Count the lines below that hold the string "values". Give only that number.

Material to process
--------------------------------

PR #1764, opened 2025-10-16
feat(config): Exposes Helidon Http2 config for fine-tunning WebServer

### LINKED ISSUE #1759: Expose Helidon Http2 Protocol Configs
### Story Form

As a block node operator
I want to set the Helidon HTTP2 config values
So that I can configure my note appropriately based on my network and business needs

### Technical Notes

Helidon exposes `Http2Config` where you can customize the Http2 protocol settings usch as flowControl and windowSize - https://helidon.io/docs/v4/config/io_helidon_webclient_http2_Http2ClientProtocolConfig

For optimal performance these need to be exposed to an operator.
We should expose these either in the `ServerConfig` or a new `Http2Config` class

AlfredoG87:
## Reviewer Notes

- Adds a new Config Data Object WebServerHttp2Config that exposes Http2Config for the Helidon WebServer
- Uses the defined configurable properties provided when instantiating the webserver

## Related Issue(s)
Fixes #1759

### DIFF
--- a/block-node/app-config/src/main/java/org/hiero/block/node/app/config/WebServerHttp2Config.java
+++ b/block-node/app-config/src/main/java/org/hiero/block/node/app/config/WebServerHttp2Config.java
@@ -7,6 +7,7 @@ import org.hiero.block.node.base.Loggable;
 
 /**
  * Use this configuration across the server features
+ * More info at <a href="https://helidon.io/docs/v4/apidocs/io.helidon.webserver.http2/io/helidon/webserver/http2/Http2Config.html">...</a>
  *
  * <p>ServerConfig will have settings for the server.
  *


block-node/app-config/src/main/java/org/hiero/block/node/app/config/WebServerHttp2Config.java
```diff
@@ -0,0 +1,35 @@
...
+ * @param maxEmptyFrames Maximum number of consecutive empty frames allowed on connection.
+ * @param maxFrameSize The size of the largest frame payload that the sender is willing to receive in bytes. Default value is 16384 and maximum value is 224-1 = 16777215 bytes. See RFC 9113 section 6.5.2 for details.
+ * @param maxHeaderListSize The maximum field section size that the sender is prepared to accept in bytes. See RFC 9113 section 6.5.2 for details. Default is 8192.
+ * @param maxRapidResets Maximum number of rapid resets(stream RST sent by client before any data have been sent by server). When reached within rapidResetCheckPeriod(), GOAWAY is sent to client and connection is closed. Default value is 50.
+ * @param rapidResetCheckPeriod Period for counting rapid resets(stream RST sent by client before any data have been sent by server). Default value is PT10S.
+ */
+@ConfigData("server.http2")
+public record WebServerHttp2Config(
+        @Loggable @ConfigProperty(defaultValue = "PT15S") String flowControlTimeout,
```
jsync-swirlds: This is super awkward syntax.  Why is this not just a number (e.g. 155) and interpreted as ms?

Also, 15 seconds is insanely long.  This is flow control, and typically should be similar magnitude to the network end-to-end latency.  In our usage 50ms is a good default, but anything from 10-100ms is reasonable.

It sets how long the server _waits_ before rechecking when the client is "full".

block-node/app-config/src/main/java/org/hiero/block/node/app/config/WebServerHttp2Config.java
```diff
@@ -0,0 +1,35 @@
...
+        @Loggable @ConfigProperty(defaultValue = "1048576") int initialWindowSize,
+        @Loggable @ConfigProperty(defaultValue = "8192") long maxConcurrentStreams,
```
jsync-swirlds: This will kill our RAM, as we need buffers for each concurrent stream.
Default should be very small (4 or 8).

block-node/app-config/src/main/java/org/hiero/block/node/app/config/WebServerHttp2Config.java
AlfredoG87: https://helidon.io/docs/v4/apidocs/io.helidon.webserver.http2/io/helidon/webserver/http2/Http2Config.html#flowControlTimeout()

Nana-EC: Fredy's just using the default values as specified by Helidon here per the offline team discussion.
We can change the unit to be in ms if it helps but this format is an example of an approach that allows the config to not enforce the unit of time. Duration just parses the value and allows for clearer easier spec e.g.PT15S vs 15_000 and having to read the variable name to know what unit it is.

I think leaving it as is, is fine

AlfredoG87: ✅  Done, changed it to `ms` instead of the horrible syntax. 

Also defaulted it to `50ms`

block-node/app-config/src/main/java/org/hiero/block/node/app/config/WebServerHttp2Config.java
AlfredoG87: Leaved it to 8, lets see how it does 🤞

jsync-swirlds: Thanks. Helidon defaults are definitely not what we need (hence why we have latency issues). Let's see how this goes with the changes.

jsync-swirlds (dismissed):

block-node/app/src/main/java/org/hiero/block/node/app/BlockNodeApp.java
```diff
@@ -178,9 +183,23 @@ public class BlockNodeApp implements HealthFacility {
                 .name(PBJ_PROTOCOL_PROVIDER_CONFIG_NAME)
                 .maxMessageSizeBytes(serverConfig.maxMessageSizeBytes())
                 .build();
+
+        // Http2 Config
+        final Http2Config http2Config = Http2Config.builder()
+                .flowControlTimeout(Duration.ofMillis(webServerHttp2Config.flowControlTimeout()))
```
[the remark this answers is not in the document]
AlfredoG87: Thanks for your flexibility 🙏

block-node/app-config/src/main/java/org/hiero/block/node/app/config/WebServerHttp2Config.java
```diff
@@ -0,0 +1,31 @@
+// SPDX-License-Identifier: Apache-2.0
+package org.hiero.block.node.app.config;
+
+import com.swirlds.config.api.ConfigData;
+import com.swirlds.config.api.ConfigProperty;
+import org.hiero.block.node.base.Loggable;
+
+/**
+ * Use this configuration across the server features
```
Nana-EC: Could leave a link to the Helidon config page in comments here.
For later

Nana-EC (dismissed):
LG.
Follow up doc suggestions

jsync-swirlds (dismissed):

Nana-EC (approved):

--------------------------------

Your solution
2